Supervised machine learning is a type of machine learning where the model is trained on a labeled dataset. This means that for each input data point, there is a corresponding output label. The goal of supervised learning is to learn a mapping from inputs to outputs, so that the model can make predictions on new, unseen data.
Scenario: Predicting House Prices
Let’s consider a real-world scenario: predicting house prices based on features like the size of the house, number of bedrooms, location, and age of the house. This is a common problem in the real estate industry, where you want to estimate the price of a house based on historical data.
Sample Data
Here’s a simple dataset with features like house size, number of bedrooms, location (encoded as a number), age, and the price of the house:
House Size (sq ft) | Bedrooms | Location (encoded) | Age (years) | Price ($) |
---|---|---|---|---|
1500 | 3 | 1 | 10 | 300,000 |
2500 | 4 | 2 | 5 | 500,000 |
1800 | 3 | 2 | 20 | 280,000 |
2200 | 4 | 3 | 15 | 450,000 |
1300 | 2 | 1 | 25 | 200,000 |
Approach
We’ll use a supervised learning algorithm to predict the house price based on the other features. We’ll use the Linear Regression algorithm, which is simple yet effective for this type of problem.
Python Code Example
# Import necessary libraries
import numpy as np
import pandas as pd
from sklearn.model_selection import train_test_split
from sklearn.linear_model import LinearRegression
from sklearn.metrics import mean_absolute_error
# Sample data
data = {
'House Size (sq ft)': [1500, 2500, 1800, 2200, 1300],
'Bedrooms': [3, 4, 3, 4, 2],
'Location (encoded)': [1, 2, 2, 3, 1],
'Age (years)': [10, 5, 20, 15, 25],
'Price ($)': [300000, 500000, 280000, 450000, 200000]
}
# Convert data into a DataFrame
df = pd.DataFrame(data)
# Define features (X) and target (y)
X = df[['House Size (sq ft)', 'Bedrooms', 'Location (encoded)', 'Age (years)']]
y = df['Price ($)']
# Split the data into training and testing sets
X_train, X_test, y_train, y_test = train_test_split(X, y, test_size=0.2, random_state=42)

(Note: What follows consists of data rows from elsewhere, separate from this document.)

PR #5102, opened 2022-08-23
Add a 'full-sync' feature to tabs.

mhammond:
If the new feature is enabled, tabs can sync - otherwise it can not.
The intention is that later there will be a "bridged-sync" feature,
and that in-practice, one or the other will be enabled - however, the
way features work, it must be possible that no features are enabled.

The new feature is not a default feature because I expect we will
want the default features to be what desktop consumes - ie, that
the default feature will be bridged-sync once that exists.

This isn't strictly required yet, but is being done now to make
future reviews of the bridged engine easier to reason about.


bendk (approved):
LGTM.

lougeniaC64 (approved):
🚀

PR #5111, opened 2022-08-29
Rename cleartext to payload in the bridged engine envelopes

mhammond:
Things like #5100 and the broader refactor to close the gap between "bridged engines" and normal sync engines would be a whole lot easier if the bridged-engine called its payload field "payload". I can't see a good reason to not make that change, and now seems a good time because only the webext-storage engine actually cares.

So I made this PR, and the matching [bug 1787688](https://bugzilla.mozilla.org/show_bug.cgi?id=1787688) - that bug also helps some of the tabs work.

### DIFF
--- a/components/support/sync15-traits/src/bridged_engine.rs
+++ b/components/support/sync15-traits/src/bridged_engine.rs
@@ -57,7 +57,7 @@ pub trait BridgedEngine {
     /// times per sync, once for each batch. Implementations can use the
     /// signal to check if the operation was aborted, and cancel any
     /// pending work.
-    fn store_incoming(&self, incoming_cleartexts: &[IncomingEnvelope]) -> Result<(), Self::Error>;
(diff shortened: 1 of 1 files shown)


skhamis (approved):
This is a great change with hardly any obvious drawbacks. LGTM 🚀

skhamis:
(btw, the swiftlint is a circleci issue regarding an outdated mac runner) -- this should be fine to ignore, especially since this doesn't actually touch swift files

mhammond:
> would be a whole lot easier if the bridged-engine called its payload field "payload".

I'm actually no longer sure that's true. It's more consistent, but I still need to spell out the payload explicitly for serde-flatten reasons.

bendk (approved):
Agree with this one as well, anything that brings the bridged engine and sync15-traits code closer together is good.

PR #5113, opened 2022-08-29
Upgrades the mac runners on CI to run on 13.4.1

tarikeshaq:
Our format CI jobs have been failing because the runners are on an older version of macos

Since Firefox iOS is using SPM now, they are no longer blocked by us for Xcode upgrade, and they are [**already** supporting Xcode 13.4.1](https://github.com/mozilla-mobile/firefox-ios#this-branch-main)

  - Note:
- [x] **Changelog**: CI change, doesn't need a changelog


skhamis:
Hmm for some reason `gyp` can't be found on the new runners: https://app.circleci.com/pipelines/github/mozilla/application-services/31269/workflows/f48a5814-49b6-4272-b0ee-9a5db4517570/jobs/140154

tarikeshaq:
heh looks like adding the python 3.9 bin directory to `PATH` for the runner worked - but I'm not sure if that's the "best" way to get `gyp` visible to the shell... I'm okay keeping this as is, but would take any suggestions here

tarikeshaq:
For context, the reason we need this is because the runner that run xcode 13.4.1 in Circle CI use MacOS 12.X.X when the older version of Xcode runners used MacOS 11.X.X

MacOS 12 ships with python 3.9, and it looks like the `PATH` isn't properly set by default

components/nimbus/build.rs
```diff
@@ -2,29 +2,16 @@
...
-            "-o",
-            out_dir.as_str(),
-            "./metrics.yaml",
-        ])
-        .status()
-        .expect("Error generating Glean Rust bindings");
+    Builder::default()
+        .file("./metrics.yaml")
+        .generate()
+        .unwrap();
```
tarikeshaq, line 14: @travis79 upgrading the runners caused problems here because MacOS 12 doesn't have `python` installed (it's python). I decided to just used `glean_build` here because that's what we'll do soon anyways

mhammond (approved):
It's mildly frustrating that our deps change for build tools, but meh. Using glean-build makes sense to me.

PR #5114, opened 2022-09-01
Update rust to 1.63/1.61

mhammond:
WIP as we will need a new uniffi release with https://github.com/mozilla/uniffi-rs/issues/1330 fixed.

I bumped the uniffi version but didn't update the semver specification so we remain compatible with what's in m-c (although I think @badboy is going to bump that soon anyway)

Note that the `Eq` clippy errors were trivial, but tedious and numerous. I ended up fixing most of them, but ignored them in crates I know are actively being worked on. Let me know if you think I should have just ignored clippy in more places?


mhammond:
Superseded by #5128

PR #5125, opened 2022-09-10
Merge sync15-traits back into sync15 via features.

mhammond:
~This is where I think we want to end up, but I intend splitting this into multiple PRs first.~

Now that I look at this patch, I think splitting it into individual PRs will just make the review burden higher - lots of stuff being moved around in a somewhat temporary way, just to move it again later. The PR is large, but quite mechanical, and seeing the end result makes the intent clear.


mhammond:
FWIW, I also test a test-vendor of this into m-c, and it works as expected - the sync15-traits deps there all need to change to sync15, but there are no other dependencies introduced.

Cargo.toml
```diff
@@ -23,7 +23,6 @@ members = [
     "components/support/rc_crypto/nss/nss_sys",
     "components/support/rc_crypto/nss/systest",
     "components/support/sql",
-    "components/support/sync15-traits",
```
tarikeshaq, line 26: 🤩

components/sync15/Cargo.toml
```diff
@@ -6,24 +6,48 @@ authors = ["application-services@mozilla.com"]
 license = "MPL-2.0"
 exclude = ["/android", "/ios"]
 
+[features]
+# The default feature is what mozilla-central wants to make vendoring/patching easier.
```
tarikeshaq, line 10: Could be useful to add more context here on how it's easier - like because it pulls in less dependencies etc

components/autofill/Cargo.toml
```diff
@@ -19,8 +19,7 @@ serde_derive = "1"
 serde_json = "1"
 sql-support = { path = "../support/sql" }
 sync-guid = { path = "../support/guid", features = ["rusqlite_support", "random", "serde_support"] }
-sync15 = { path = "../sync15" }
-sync15-traits = {path = "../support/sync15-traits"}
+sync15 = { path = "../sync15", features = ["sync-engine"] }
```
tarikeshaq, line 22: since the default is `sync-engine` do we need the `features` here? it's nice to be explicit so I don't mind it!

components/sync15/Cargo.toml
```diff
@@ -6,24 +6,48 @@ authors = ["application-services@mozilla.com"]
...
+default = ["sync-engine"]
+
+random-guid = ["sync-guid/random"]
+
+# Some consumers of this just need our encrypted payloads and no other sync functionality.
+crypto = ["rc_crypto", "base16", "base64"]
+
+# Some crates need to implement a "sync engine", but aren't a "sync client" (ie, their
```
tarikeshaq, line 18: can we link to our docs that define what `engine` is here, https://mozilla.github.io/application-services/book/design/sync-manager.html?highlight=engine#clients-engine maybe?

That said, maybe it's better this goes in the `README.md` of this crate

components/places/Cargo.toml
```diff
@@ -8,9 +8,11 @@ exclude = ["/android", "/ios"]
 
 [features]
 default = []
+# TODO: we should have a standalone-sync feature which is enabled only for iOS.
```
tarikeshaq, line 11: is this TODO resolved?

components/tabs/Cargo.toml
```diff
@@ -21,8 +21,7 @@ serde_derive = "1"
 serde_json = "1"
 sql-support = { path = "../support/sql" }
 sync-guid = { path = "../support/guid", features = ["random"] }
-sync15 = { path = "../sync15", optional = true }
-sync15-traits = { path = "../support/sync15-traits" }
+sync15 = { path = "../sync15", features = ["sync-engine"] }
```
tarikeshaq, line 24: should this be `standalone-sync` or is the flag on line 10 enough for us to realize later?

tarikeshaq (approved):
Awesome! I'm a big fan of this refactor 🚀 

Had a few very small questions, I also didn't read all the code changes since they all looked like simply moving dependencies from `sync15-traits` to `sync15` and no real functional changes

components/autofill/Cargo.toml
mhammond: Good question :) You are correct that we don't need it, but I too thought that explicit was better.

mhammond:
Thanks Tarik, I ended up addressing all of your comments in various ways - mainly via extra rustdoc comments and extra comments in Cargo.toml. Have a look at the last commit in this set to see them and lmk if you think there are further improvements I can make.

tarikeshaq (approved):
The new changes make sense! Thank you for adding the extra context 🙏

bendk (approved):
This makes a lot of sense to me.  I'm assuming there aren't any functional changes and this is just moving the code around.

PR #5128, opened 2022-09-12
Updating the Rust versions

bendk:
This updates it to the min version used by Desktop nightly.  I'm not sure if we should track nightly or release in our rust version, but I'm making this PR because I'm hoping it the coverage CI failures.  Those are failing with:
```
error[E0658]: trait bounds other than `Sized` on const fn parameters are unstable
```

I wanted to update the max version to 1.63, but that leads to clippy errors because https://github.com/mozilla/uniffi-rs/pull/1331/ has not been released yet.

  - Note:


rust-toolchain.toml
```diff
@@ -7,7 +7,7 @@
 #   supported and used in CI.
 
 [toolchain]
-channel = "1.60.0"
```
tarikeshaq, line 10: with https://github.com/mozilla/uniffi-rs/pull/1314 landed, we'll be able to pick up 1.63 soon too!

tarikeshaq: aaah I realize that's exactly what you said on the PR message

mhammond:
See also https://github.com/mozilla/application-services/pull/5114 :)

bendk:
@mhammond Thanks for pointing that out, I completely missed it.

I just released a new UniFFI version today so I think we can bump both the major and minor Rust versions.  I also copied some code from Mark's branch.

I think this one might be ready to merge the main [differences between this and update-rust](https://github.com/bendk/application-services/compare/11c0aed..f27bac0a9) are:
  - Updated UniFFI to `0.20.0`
  - I kept the signature of the `logins::import_multiple()` function the same.  I think Kotlin is still expecting a string return and didn't want to make a change there.
  - I chose to add more Eq derives rather than adding clippy allows.  I don't have a strong feeling about this either way though.
  - There was some extra changes to nimbus in the other branch that I didn't bring in.  Tell me if I should though.

components/support/nimbus-fml/src/intermediate_representation.rs
```diff
@@ -719,8 +719,9 @@ impl TypeFinder for PropDef {
 
 pub type Literal = Value;
 
-#[derive(Debug, Clone, PartialEq)]
+#[derive(Debug, Clone)]
 pub(crate) struct ImportedModule<'a> {
+    #[allow(dead_code)]
     pub(crate) id: ModuleId,
```
tarikeshaq, line 725: hmmm @jhugman would it be okay to get rid of this?

components/logins/src/store.rs
```diff
@@ -166,8 +166,8 @@ impl LoginStore {
     pub fn import_multiple(&self, logins: Vec<Login>, enc_key: &str) -> ApiResult<String> {
         handle_error! {
             let encdec = EncryptorDecryptor::new(enc_key)?;
-            let metrics = self.db.lock().import_multiple(logins, &encdec)?;
-            Ok(serde_json::to_string(&metrics)?)
+            self.db.lock().import_multiple(logins, &encdec)?;
+            Ok(serde_json::to_string(&())?)
```
tarikeshaq, line 170: should we add a comment here, it looks a little unconventional

tarikeshaq (approved):
Looks good to me, but i'd leave it to @mhammond to verify this makes sense given his other PR!

mhammond (approved):
> * I kept the signature of the `logins::import_multiple()` function the same.  I think Kotlin is still expecting a string return and didn't want to make a change there.

Yeah - I misread the kotlin code here - I'm sure that result is still being dropped on the floor though, so we should consider getting an issue on file to kill this - maybe a good-first.

> * I chose to add more Eq derives rather than adding clippy allows.  I don't have a strong feeling about this either way though.

Yeah, I just got sick of it :)

> * I added an `[allow(dead_code)]` to `components/support/nimbus-fml/src/intermediate_representation.rs` rather than removing the module_id field.  I'm not sure what's best here, I just didn't feel comfortable changing the nimbus code.

Like the Kotlin issue above, I was just trying to be aggressive because I think it's safe to assume that field was a mistake - if it was intentional I'd expect a comment. But yeah, totally fine with this and hopefully Nimbus treats that dead_code annotation as a smell.

lougeniaC64 (approved):
LGTM!

rvandermeulen:
@bendk Should this be added to the changelog?

bendk:
Good catch, it probably should.  #5149

PR #5142, opened 2022-09-16
Upgrade NDK to r25b.

rvandermeulen:


rvandermeulen:
This seems to work. I know m-c is blocked on updating for reasons, but Glean already updated to r25. Any reason we shouldn't take this, @mhammond?

mhammond (dismissed):
LGTM.

mhammond (approved):

PR #5145, opened 2022-09-16
Update SQLCipher to version 4.5.2.

rvandermeulen:
Includes SQLite 3.39.2.


bendk (approved):
Seems good to me.  Note that we're only using SQLCipher to migrate old databases at this point.  Still, an upgrade doesn't seem bad to me.

rvandermeulen:
Pretty aggressive for Mergify to call a review stale because a PR gets rebased to main.

bendk (approved):

PR #5151, opened 2022-09-20
Don't dismiss stale reviews for the release-management team

mhammond:
We don't allow mergify to merge stale reviews for reasons noted in 4185342a01a68925722ed815b56e57337fc7dbcd. We might be able to fix that, but we don't want to regress what that commit fixed, so it might not be trivial.

Combining this with the fact that we reset approvals on rebase for many people, it leave @rvandermeulen in a state where he almost always needs to get multiple approvals before landing anything.

This patch means stale reviews for the release-management team should not be automatically reset. It's a copy-paste and I'm not sure how to test it other than to land it! Any thoughts/concerns?

### DIFF
--- a/.mergify.yml
+++ b/.mergify.yml
@@ -15,6 +15,7 @@ pull_request_rules:
       - base=main
       - author!=@mozilla/application-services
       - author!=@mozilla/application-services-collaborators
+      - author!=@mozilla/release-management
     actions:
       dismiss_reviews:
         message: The pull request has been modified, dismissing previous reviews.


rvandermeulen:
I don't have objections to this on a higher level, but I'm not nearly comfortable enough with mergify configs to discern whether this is the right/optimal approach. It's possible that @jcristau or @JohanLorenzo may have some thoughts as they're more familiar with the mergify configs we use in the mobile repos which seem to work well enough.

jcristau:
This looks fine to me, FWIW.  The mobile repos I know best (fenix/focus-android) don't dismiss reviews, but they also don't merge PRs from non-collaborators so it seems reasonable that the tradeoffs are different.

JohanLorenzo (approved):
The rationale and the implementation both look good to me.

> It's a copy-paste and I'm not sure how to test it other than to land it! Any thoughts/concerns?

I faced the same testing issue a couple of months ago. The way I found was to:
 1. Fork the repo
 2. Install the mergify app on my fork https://github.com/apps/mergify/installations/new
 3. Create pull requests on my fork and see what mergify does.

If Mergify doesn't behave the way you expect, it's exposes a Github check like this one ⬇️ 

image

You can click on it and it will show the state of each condition. Thus, in your particular case, you can define a Github team on your fork, make your account join one or another team and see how it goes.

That said, your current change is fairly straightforward and has low impact. So, landing it and synchronizing with @rvandermeulen seems a sane and simpler solution.

rvandermeulen (approved):
Thanks for the consults! If the RelEng folks are happy about it, so am I!

PR #5747, opened 2023-07-27
Update Glean to v53.1.0

rvandermeulen:
#5678 already updated the submodule to the v53.1.0 commit, so just need to update the Android and iOS references.


linabutler (approved):
Thanks!

PR #5760, opened 2023-07-31
Update Cargo.lock for a previous commit which missed a syn upgrade

mhammond:
It looks like 6c90ecc6b59e823364bdffae40d61bf7c7aef116 missed a crate.


tarikeshaq (approved):
🚀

# Initialize the Linear Regression model
model = LinearRegression()
# Train the model on the training data
model.fit(X_train, y_train)
# Make predictions on the test data
y_pred = model.predict(X_test)
# Evaluate the model using Mean Absolute Error
mae = mean_absolute_error(y_test, y_pred)

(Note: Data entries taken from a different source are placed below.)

PR #5764, opened 2023-08-01
Fixes DISCO-2566: Improve Remote Settings client ergonomics for the Suggest component

linabutler:
This PR adds a few conveniences to the Remote Settings Rust client, and reworks the Suggest component to use them. These conveniences let Suggest use the `RemoteSettingsResponse` and `RemoteSettingsRecord` types directly, instead of defining its own duplicate "shadow types".

* The new `get_records_with_options` method returns a `RemoteSettingsResponse`, complementing the other `_raw` variants that return the Viaduct `Response`.
* `get_attachment` now returns a `Vec<u8>`, and the old logic moves to `get_attachment_raw`. This change makes it easier to mock the Remote Settings client in Suggest—check out the simplified `SuggestRemoteSettingsClient` trait.
* There's a new `RemoteSettingsRecord::deleted` property that surfaces whether a record is a tombstone. This makes it easier to tell tombstones apart, and handle them separately.
* The bulk of the Suggest changes are tests, to remove an extra layer of nesting for the fake Remote Settings records.

  - Note:

### DIFF
--- a/components/remote_settings/src/client.rs
+++ b/components/remote_settings/src/client.rs
@@ -15,6 +15,7 @@ use url::Url;
 use viaduct::{Request, Response};
 
 const HEADER_BACKOFF: &str = "Backoff";
+const HEADER_ETAG: &str = "ETag";
 const HEADER_RETRY_AFTER: &str = "Retry-After";
 
 /// A simple HTTP client that can retrieve Remote Settings data using the properties by [ClientConfig].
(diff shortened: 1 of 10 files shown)


components/remote_settings/src/client.rs
```diff
@@ -102,22 +101,27 @@ impl Client {
...
-                    None => Err(RemoteSettingsError::AttachmentsUnsupportedError)?,
-                }
-            }
+    pub fn get_attachment(&self, attachment_location: &str) -> Result<Vec<u8>> {
+        Ok(self.get_attachment_raw(attachment_location)?.body)
+    }
+
+    /// Fetches a raw network [Response] for an attachment.
+    pub fn get_attachment_raw(&self, attachment_location: &str) -> Result<Response> {
+        if let Some(attachments_base_url) = self.remote_state.lock().attachments_base_url.clone() {
```
mhammond, line 110: This confused me a little - is it possible to match on the value in the state, so we don't early return here but still fall through to the `make_request` at the bottom?

components/remote_settings/src/client.rs
```diff
@@ -102,22 +101,27 @@ impl Client {
...
+        let attachments_base_url = match server_info.capabilities.attachments {
+            Some(capability) => Url::parse(&capability.base_url)?,
+            None => Err(RemoteSettingsError::AttachmentsUnsupportedError)?,
         };
-        current_remote_state.attachments_base_url = Some(attachments_base_url.clone());
-        drop(current_remote_state);
+        self.remote_state
+            .lock()
+            .attachments_base_url
+            .get_or_insert(attachments_base_url.clone());
```
mhammond, line 124: This also confused me and the semantics are subtly changed. On one hand this is better because it doesn't hold the lock while we make a request, but OTOH, now it seems possible multiple threads will race to update the base URL and the first will win. If the expectation is that the server will never update the URL (which are the semantics pre this patch IIUC), should we assert/log/err the existing value is the same once we've re-acquired the lock? Or if we want to handle the face that the server might update the base URL, should we use `Option::insert()` to ensure the last request wins?

(TBH this is such an edge-case I don't particularly care, but maybe some comments with the implicit assumptions might help)

mhammond (approved):

PR #5766, opened 2023-08-02
Fixes DISCO-2569: Prepare to support other types of suggestions in the Suggest Rust component

linabutler:
This commit:

* Renames some of our crate-internal types to clarify that they're specific to AMP-Wikipedia suggestions.
* Removes `icon_id` from the common `suggestions` table, because not all suggestions that we'll support in the future have icon data. For example, Pocket suggestions don't have icons at all, and AMO suggestions have URLs instead of binary data.

  - Note:

### DIFF
--- a/components/suggest/src/db.rs
+++ b/components/suggest/src/db.rs
@@ -16,7 +16,8 @@ use sql_support::{open_database::open_database_with_flags, ConnExt};
 
 use crate::{
     keyword::full_keyword,
-    rs::{DownloadedAmpWikipediaSuggestion, SuggestRecordId, SuggestionProvider},
+    provider::SuggestionProvider,
+    rs::{DownloadedAmpWikipediaSuggestion, SuggestRecordId},
     schema::SuggestConnectionInitializer,
     Result, Suggestion,
 };
--- a/components/suggest/src/db.rs
+++ b/components/suggest/src/db.rs
@@ -16,7 +16,7 @@ use sql_support::{open_database::open_database_with_flags, ConnExt};
 
 use crate::{
     keyword::full_keyword,
-    rs::{DownloadedSuggestion, SuggestRecordId, SuggestionProvider},
+    rs::{DownloadedAmpWikipediaSuggestion, SuggestRecordId, SuggestionProvider},
     schema::SuggestConnectionInitializer,
     Result, Suggestion,
 };
@@ -122,12 +122,11 @@ impl<'a> SuggestDao<'a> {
     /// Fetches suggestions that match the given keyword from the database.
     pub fn fetch_by_keyword(&self, keyword: &str) -> Result<Vec<Suggestion>> {
         self.conn.query_rows_and_then_cached(
-            "SELECT s.id, k.rank, s.title, s.url, s.provider,
-                        (SELECT i.data FROM icons i WHERE i.id = s.icon_id) AS icon
-                  FROM suggestions s
-                  JOIN keywords k ON k.suggestion_id = s.id
-                  WHERE k.keyword = :keyword
-                  LIMIT 1",
+            "SELECT s.id, k.rank, s.title, s.url, s.provider
+             FROM suggestions s
+             JOIN keywords k ON k.suggestion_id = s.id
+             WHERE k.keyword = :keyword
+             LIMIT 1",
             named_params! {
                 ":keyword": keyword,
             },
@@ -135,7 +134,6 @@ impl<'a> SuggestDao<'a> {
                 let suggestion_id: i64 = row.get("id")?;
                 let title = row.get("title")?;
                 let url = row.get("url")?;
-                let icon = row.get("icon")?;
                 let provider = row.get("provider")?;
 
                 let keywords: Vec<String> = self.conn.query_rows_and_then_cached(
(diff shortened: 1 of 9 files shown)


components/suggest/src/rs.rs
```diff
@@ -132,109 +126,81 @@ pub(crate) struct DownloadedAmpSuggestion {
...
+    #[serde(rename = "icon")]
+    pub icon_id: String,
 }
 
-/// A suggestion to ingest from a downloaded Remote Settings attachment.
+/// A suggestion to ingest from an AMP-Wikipedia attachment downloaded from
+/// Remote Settings.
 #[derive(Clone, Debug, Eq, PartialEq)]
-pub(crate) enum DownloadedSuggestion {
+pub(crate) enum DownloadedAmpWikipediaSuggestion {
```
ncloudioj, line 144: Are we looking to add more suggestion types (as enum variants) here in the future? If so, having `Amp` and `Wikipedia` in the type identifier seems a bit inflexible to me. `DownloadedSuggestion` sounds perfect to me. If we will introduce new enums instead, plz disregard my comment :)

components/suggest/src/rs.rs
```diff
@@ -132,109 +126,81 @@ pub(crate) struct DownloadedAmpSuggestion {
...
+    fn deserialize<D>(
+        deserializer: D,
+    ) -> std::result::Result<DownloadedAmpWikipediaSuggestion, D::Error>
     where
         D: Deserializer<'de>,
     {
-        // AMP and Wikipedia suggestions conform to the same JSON schema, but
-        // we want to represent them separately. To distinguish between the two,
-        // we use an "untagged" outer enum and a "tagged" inner enum.
+        // AMP and Wikipedia suggestions are stored in the same attachment
```
ncloudioj, line 174: To clarify, we don't mix those two suggestions within the same RS attachment, and that's enforced at the publishing time.

ncloudioj (approved):
Nice refactor! We're one step closer to support more suggestion types! 🎉

components/suggest/src/db.rs
```diff
@@ -152,58 +147,57 @@ impl<'a> SuggestDao<'a> {
...
                     },
-                    SuggestionProvider::Wikipedia =>{
-                        Ok(Suggestion {
-                            block_id: 0,
-                            advertiser: "Wikipedia".to_string(),
-                            iab_category: "5 - Education".to_string(),
-                            is_sponsored: false,
+                    SuggestionProvider::Wikipedia => {
+                        let icon = self.conn.try_query_one::<Vec<u8>, _>(
+                            "SELECT i.data AS icon
```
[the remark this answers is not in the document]
linabutler: Thanks for pointing that out! It was part of the reason I moved `icon_id` into the AMP and Wikipedia tables 😊 I noticed that AMO suggestions use `https://` URLs for icons, instead of including the icon data directly; and Pocket suggestions didn't have icons in Remote Settings at all.

Android and iOS can load icons from `https://` and `data:` URLs (yay!) but not `chrome://` URLs (boo!): on Android, the awesomebar code is "pure" Android, outside of GeckoView, and iOS doesn't have Gecko at all.

components/suggest/src/db.rs
```diff
@@ -231,43 +223,59 @@ impl<'a> SuggestDao<'a> {
...
                     ":url": common_details.url,
-                    ":icon_id": common_details.icon_id
 
                 },
                 |row| row.get(0),
                 true,
             )?;
             match suggestion {
-                DownloadedSuggestion::Amp(amp) => {
+                DownloadedAmpWikipediaSuggestion::Amp(amp) => {
```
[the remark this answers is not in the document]
linabutler: Oh, those are great links! We use the `VALUES (...), (...)` trick [quite](https://github.com/mozilla/application-services/blob/5384d4893b8eab259b6c9398363b6803c97d2eb0/components/logins/src/sync/engine.rs#L176-L180) [extensively](https://github.com/mozilla/application-services/blob/5384d4893b8eab259b6c9398363b6803c97d2eb0/components/autofill/src/sync/common.rs#L40-L59) to [chunk](https://github.com/mozilla/application-services/blob/5384d4893b8eab259b6c9398363b6803c97d2eb0/components/webext-storage/src/sync/incoming.rs#L72-L105) [binding](https://github.com/mozilla/application-services/blob/5384d4893b8eab259b6c9398363b6803c97d2eb0/components/places/src/bookmark_sync/engine.rs#L139-L152) [parameters](https://github.com/mozilla/application-services/blob/5384d4893b8eab259b6c9398363b6803c97d2eb0/components/places/src/bookmark_sync/engine.rs#L254-L269) and [reduce](https://github.com/mozilla/application-services/blob/main/components/places/src/bookmark_sync/incoming.rs#L189-L211) the number of statements we run—definitely a lower-hanging perf boost! Once our schema settles a bit, I'd love to benchmark our reads and writes, and see how we're doing.

components/suggest/src/rs.rs
linabutler: I'm glad you noticed this! 😄 I was thinking of introducing new structs for the new types, which is why I renamed it, and the `SuggestDao` method, to be specific to AMP-Wikipedia.

IIUC, AMP-Wikipedia attachments have the same Remote Settings record type (`data`), but the newer ones have different record types (`amo-suggestions` and `pocket-suggestions`). We could definitely have variants for those in `DownloadedSuggestion`, but I mostly wanted to avoid that for simplicity—we can avoid complicating the custom deserializer with cases for these other different types.

components/suggest/src/rs.rs
linabutler: Ooh, thanks for clarifying that; I actually wasn't sure if that was enforced, so I'll update the comment! It doesn't change the logic, but let's make sure the comment is accurate.

components/suggest/src/db.rs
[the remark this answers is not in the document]
ncloudioj: Gotcha! Thanks for that note! We use those TippyTop icons (`chrome://`) for Dynamic Wikipedia and Top Picks for desktop, definitely need to revisit that once we bring those providers to x-platform.

components/suggest/src/rs.rs
ncloudioj: Ah, I see. So we're modelling against those record types here. Makes sense, let's leave it as is then. Maybe add a quick comment here for future reference.

components/suggest/src/db.rs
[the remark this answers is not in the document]
linabutler: Filed https://mozilla-hub.atlassian.net/browse/DISCO-2573 for our future selves, thanks! 😊

components/suggest/src/rs.rs
linabutler: Added some docs for how to add new suggestion types in https://github.com/mozilla/application-services/pull/5766/commits/839f4990dc395ad471fe9e08199599366009acd7 😁👍🏼 (/cc @tiftran)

print(f"Mean Absolute Error: {mae}")
# Display the model's coefficients
print("Coefficients:", model.coef_)
print("Intercept:", model.intercept_)
Explanation
- Data Preparation: We first create a dataset containing features like house size, number of bedrooms, location, age, and the corresponding price.
- Feature and Target Separation: The features (
X
) are the input variables we use to predict the output, and the target (y
) is the variable we want to predict (in this case, the house price). - Train-Test Split: We split the dataset into a training set (80%) and a testing set (20%). The training set is used to train the model, and the testing set is used to evaluate its performance.
- Model Training: We use the
LinearRegression
model fromsklearn
and fit it on the training data. - Model Prediction and Evaluation: After training, we make predictions on the test set and evaluate the model’s performance using the Mean Absolute Error (MAE), which measures the average absolute difference between the predicted and actual prices.
- Model Coefficients: Finally, we display the coefficients and intercept of the model, which help us understand how each feature contributes to the prediction.
Real-World Application
In a real-world project, a similar approach can be used in various domains:
- Real Estate: Predicting house prices based on features like location, size, and amenities.
- Finance: Predicting stock prices based on historical data and economic indicators.
- Healthcare: Predicting patient outcomes based on medical history and treatment data.
- Retail: Forecasting sales based on historical data, promotions, and seasonal trends.
Supervised learning models like linear regression are powerful tools for making predictions when you have labeled data, and they can be adapted to various applications across different industries.